CMS has received 12,000 complaints over No Surprises Act noncompliance—most were valid
The Centers for Medicare & Medicaid Services (CMS) has issued a report on compliance and consumer complaints related to the No Surprises Act. The report is current as of June 2024.
According to the data, the agency has received more than 12,077 complaints related to noncompliance with the No Surprises Act specifically. Of those, 10,300 were made against providers and air ambulance services. The rest were for surprise bills from insurance plans.
Most complaints were linked to in-network charges patients received from providers and air ambulance services that exceeded expectations. For health plans, the top complaint was correlated to insurers not paying the expected amount for qualified care.
In total, 35% of cases were closed without finding any entity to be in violation of law, and more than 3,000 complaints remain open. However, CMS added that it has been able to claw back $4.18 million in consumer relief to resolve the remaining complaints.

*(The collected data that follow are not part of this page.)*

PR #6018, opened 2020-07-30
[MM-27406] Dont show archived channels filter if view archived config is false

fmunshi:
#### Summary
- Dont show archived channels filter if view archived channels config is false 

#### Ticket Link
- https://mattermost.atlassian.net/browse/MM-27406

#### Screenshots
Screen Shot 2020-07-30 at 2 24 01 PM


fmunshi:
@thefactremains Not sure if we want this config setting to apply for sys admins too... if you think it should not then we can close this PR

fmunshi:
After discussing with @wiersgallak I have confirmed that this config setting should _not_ affect system admins so I will be closing this and opening a ticket to modify the API to allow sysadmins to always be able to `include_deleted` channels from the API

PR #6019, opened 2020-07-30
MM-27358 Change how we hide unread badges on hover

hmhealey:
There's a bug in the current web app where the notification badge on the tabs in the desktop app changes its value when you hover over a channel. This is happening because we hide the badge and when that happens [the desktop app stops counting it](https://github.com/mattermost/desktop/blob/c2102bb25734a8c33fec635e0445873a23fd6559/src/browser/webview/mattermost.js#L146). I don't remember why we check this (it might be because we had multiple instances of the sidebar mounted at some point for some reason), but I've fixed it by hacking in a version of `display: none` that keeps the badge's height while still making it invisible

image

#### Ticket Link
https://mattermost.atlassian.net/browse/MM-27358

### DIFF
--- a/sass/layout/_sidebar-left.scss
+++ b/sass/layout/_sidebar-left.scss
@@ -924,7 +924,13 @@
         }
 
         .badge {
-            display: none;
+            // Hide the badge by giving it 0 width instead of using `display: none` since the desktop app only counts
+            // badges with a non-zero offsetHeight when counting notifications
+            margin: 0px;
+            min-width: 0px;
+            overflow: hidden;
+            padding: 0px;
+            width: 0px;
         }
     }
     .SidebarChannel.active .SidebarLink {
--- a/sass/layout/_sidebar-left.scss
+++ b/sass/layout/_sidebar-left.scss
@@ -924,13 +924,10 @@
         }
 
         .badge {
-            // Hide the badge by giving it 0 width instead of using `display: none` since the desktop app only counts
+            // Hide the badge by hiding it instead of using `display: none` since the desktop app only counts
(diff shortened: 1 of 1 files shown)


amyblais:
@deanwhillier Kind note to prioritize reviews for v5.26,

sass/layout/_sidebar-left.scss
```diff
@@ -924,7 +924,13 @@
...
 
         .badge {
-            display: none;
+            // Hide the badge by giving it 0 width instead of using `display: none` since the desktop app only counts
+            // badges with a non-zero offsetHeight when counting notifications
+            margin: 0px;
+            min-width: 0px;
+            overflow: hidden;
+            padding: 0px;
+            width: 0px;
```
deanwhillier, line 933: Nice! Interesting implementation on the Desktop app, I wonder why it is looking to ensure the badge is visible?

You can also achieve this by using:
```suggestion
            // Hide the badge by hiding it instead of using `display: none` since the desktop app only counts
            // badges with a non-zero offsetHeight when counting notifications
            position: absolute;
            visibility: hidden;
```

hmhealey: I did a bit more digging, and it's because we had two sets of badges in the app, one in the regular sidebar and another in a mobile sidebar, so we had to make sure only to count visible ones. I'm pretty sure the LHS isn't duplicated between the two any more, so that shouldn't be necessary, but that code's been in place [for 4 and a half years](https://github.com/mattermost/desktop/commit/929e5e6f88f513badddd07ef454be30cd6e1bcbb) at this point.

As for the CSS, I definitely like the simpler CSS there.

“Through the CMS investigation process, CMS has directed plans, issuers, providers, health care facilities, or providers of air ambulance services to take remedial and corrective actions to address instances of non-compliance, which has resulted in approximately $4,183,383 in monetary relief paid to consumers or providers,” the report reads.
The No Surprises Act went into effect Jan. 1, 2022, with the stated aim of improving healthcare price transparency. CMS began collecting complaints related to compliance at that time.